> _BRIEF_
For each line below that contains the word "hand", make a copy.

> _EXTRACTED INFORMATION_

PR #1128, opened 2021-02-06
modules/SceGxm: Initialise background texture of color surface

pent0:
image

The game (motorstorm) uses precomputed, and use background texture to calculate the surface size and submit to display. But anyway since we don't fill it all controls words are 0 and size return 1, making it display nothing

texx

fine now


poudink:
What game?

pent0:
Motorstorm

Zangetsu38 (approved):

---

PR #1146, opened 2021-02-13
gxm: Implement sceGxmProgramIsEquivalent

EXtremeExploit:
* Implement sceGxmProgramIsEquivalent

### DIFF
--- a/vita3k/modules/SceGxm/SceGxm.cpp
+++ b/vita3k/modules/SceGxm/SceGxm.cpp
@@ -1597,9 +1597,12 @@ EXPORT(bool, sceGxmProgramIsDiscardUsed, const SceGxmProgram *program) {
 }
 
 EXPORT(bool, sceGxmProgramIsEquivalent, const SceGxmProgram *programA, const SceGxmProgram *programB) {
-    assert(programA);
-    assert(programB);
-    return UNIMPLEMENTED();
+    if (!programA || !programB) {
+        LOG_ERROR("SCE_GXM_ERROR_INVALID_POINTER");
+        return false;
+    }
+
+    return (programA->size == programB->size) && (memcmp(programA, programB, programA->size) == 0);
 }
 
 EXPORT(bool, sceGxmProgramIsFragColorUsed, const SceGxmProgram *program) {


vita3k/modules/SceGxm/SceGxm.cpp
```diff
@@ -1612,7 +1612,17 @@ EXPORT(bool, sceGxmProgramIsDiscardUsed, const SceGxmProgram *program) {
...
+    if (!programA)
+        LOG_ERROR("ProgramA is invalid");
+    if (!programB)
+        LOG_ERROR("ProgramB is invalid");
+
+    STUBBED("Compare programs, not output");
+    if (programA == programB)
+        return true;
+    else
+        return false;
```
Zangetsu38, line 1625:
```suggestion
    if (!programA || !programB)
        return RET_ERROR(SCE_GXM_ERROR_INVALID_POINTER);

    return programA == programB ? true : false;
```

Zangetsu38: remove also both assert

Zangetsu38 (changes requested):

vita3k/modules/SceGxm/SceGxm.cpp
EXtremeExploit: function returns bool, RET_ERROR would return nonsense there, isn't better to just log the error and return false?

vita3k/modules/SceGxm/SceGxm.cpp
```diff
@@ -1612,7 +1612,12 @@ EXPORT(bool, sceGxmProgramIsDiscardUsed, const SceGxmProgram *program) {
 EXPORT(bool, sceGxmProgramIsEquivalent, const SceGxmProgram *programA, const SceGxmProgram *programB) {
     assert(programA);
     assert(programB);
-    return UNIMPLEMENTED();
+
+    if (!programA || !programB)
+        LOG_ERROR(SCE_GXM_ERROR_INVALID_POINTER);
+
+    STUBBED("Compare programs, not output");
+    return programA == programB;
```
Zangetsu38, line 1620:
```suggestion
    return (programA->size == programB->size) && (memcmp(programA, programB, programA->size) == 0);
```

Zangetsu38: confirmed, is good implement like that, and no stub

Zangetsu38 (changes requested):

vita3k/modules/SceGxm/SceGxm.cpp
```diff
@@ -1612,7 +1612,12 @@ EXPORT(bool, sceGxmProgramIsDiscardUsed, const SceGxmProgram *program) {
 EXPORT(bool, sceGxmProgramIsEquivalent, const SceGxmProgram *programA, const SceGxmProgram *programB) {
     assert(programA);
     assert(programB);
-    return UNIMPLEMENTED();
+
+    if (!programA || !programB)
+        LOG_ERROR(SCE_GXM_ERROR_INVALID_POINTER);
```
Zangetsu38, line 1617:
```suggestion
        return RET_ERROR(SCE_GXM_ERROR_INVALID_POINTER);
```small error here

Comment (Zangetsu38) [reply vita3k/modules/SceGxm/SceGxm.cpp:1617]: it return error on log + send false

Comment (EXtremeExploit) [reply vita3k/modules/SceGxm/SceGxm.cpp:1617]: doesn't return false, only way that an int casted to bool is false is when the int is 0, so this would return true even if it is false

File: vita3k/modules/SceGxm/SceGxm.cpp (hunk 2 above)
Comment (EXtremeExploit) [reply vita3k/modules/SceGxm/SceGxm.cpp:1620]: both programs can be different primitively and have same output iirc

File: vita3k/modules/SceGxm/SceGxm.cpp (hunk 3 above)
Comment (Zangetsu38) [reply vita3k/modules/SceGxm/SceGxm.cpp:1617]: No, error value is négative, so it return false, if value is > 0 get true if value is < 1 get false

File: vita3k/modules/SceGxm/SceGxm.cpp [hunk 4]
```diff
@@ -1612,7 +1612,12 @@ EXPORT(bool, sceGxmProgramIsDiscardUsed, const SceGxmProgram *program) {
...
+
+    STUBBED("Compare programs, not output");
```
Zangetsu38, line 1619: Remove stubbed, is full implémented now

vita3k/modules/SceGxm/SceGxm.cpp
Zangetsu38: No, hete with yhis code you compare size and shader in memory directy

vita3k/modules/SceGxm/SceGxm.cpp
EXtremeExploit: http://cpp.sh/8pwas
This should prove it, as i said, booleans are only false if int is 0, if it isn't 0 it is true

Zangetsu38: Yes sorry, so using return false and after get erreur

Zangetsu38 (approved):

==

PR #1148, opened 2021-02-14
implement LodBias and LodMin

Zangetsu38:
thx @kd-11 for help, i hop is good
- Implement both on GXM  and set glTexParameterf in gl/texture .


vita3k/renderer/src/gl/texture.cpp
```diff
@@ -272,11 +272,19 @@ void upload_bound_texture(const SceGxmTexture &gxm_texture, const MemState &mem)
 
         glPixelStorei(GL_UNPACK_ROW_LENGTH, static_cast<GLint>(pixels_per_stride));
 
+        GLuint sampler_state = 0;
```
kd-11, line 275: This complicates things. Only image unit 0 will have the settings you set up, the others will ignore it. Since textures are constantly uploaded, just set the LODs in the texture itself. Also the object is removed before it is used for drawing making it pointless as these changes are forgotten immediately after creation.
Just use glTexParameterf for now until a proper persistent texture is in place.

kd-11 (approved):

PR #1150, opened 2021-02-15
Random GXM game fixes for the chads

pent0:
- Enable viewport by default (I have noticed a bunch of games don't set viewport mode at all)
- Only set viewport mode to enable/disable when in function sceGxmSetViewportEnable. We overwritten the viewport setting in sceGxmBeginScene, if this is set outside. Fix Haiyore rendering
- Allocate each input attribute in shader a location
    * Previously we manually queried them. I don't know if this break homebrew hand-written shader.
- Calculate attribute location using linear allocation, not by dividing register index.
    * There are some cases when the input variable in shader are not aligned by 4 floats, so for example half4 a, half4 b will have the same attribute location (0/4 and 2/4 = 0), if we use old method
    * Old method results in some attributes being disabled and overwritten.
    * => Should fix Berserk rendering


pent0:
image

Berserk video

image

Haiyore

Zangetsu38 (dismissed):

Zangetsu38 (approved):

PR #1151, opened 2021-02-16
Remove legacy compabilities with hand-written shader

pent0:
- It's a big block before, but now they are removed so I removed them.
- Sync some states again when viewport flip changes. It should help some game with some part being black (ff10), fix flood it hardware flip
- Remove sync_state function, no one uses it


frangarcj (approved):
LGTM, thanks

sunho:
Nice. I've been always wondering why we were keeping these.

> _ANSWER TO THE PROBLEM_
    * Previously we manually queried them. I don't know if this break homebrew hand-written shader.
Remove legacy compabilities with hand-written shader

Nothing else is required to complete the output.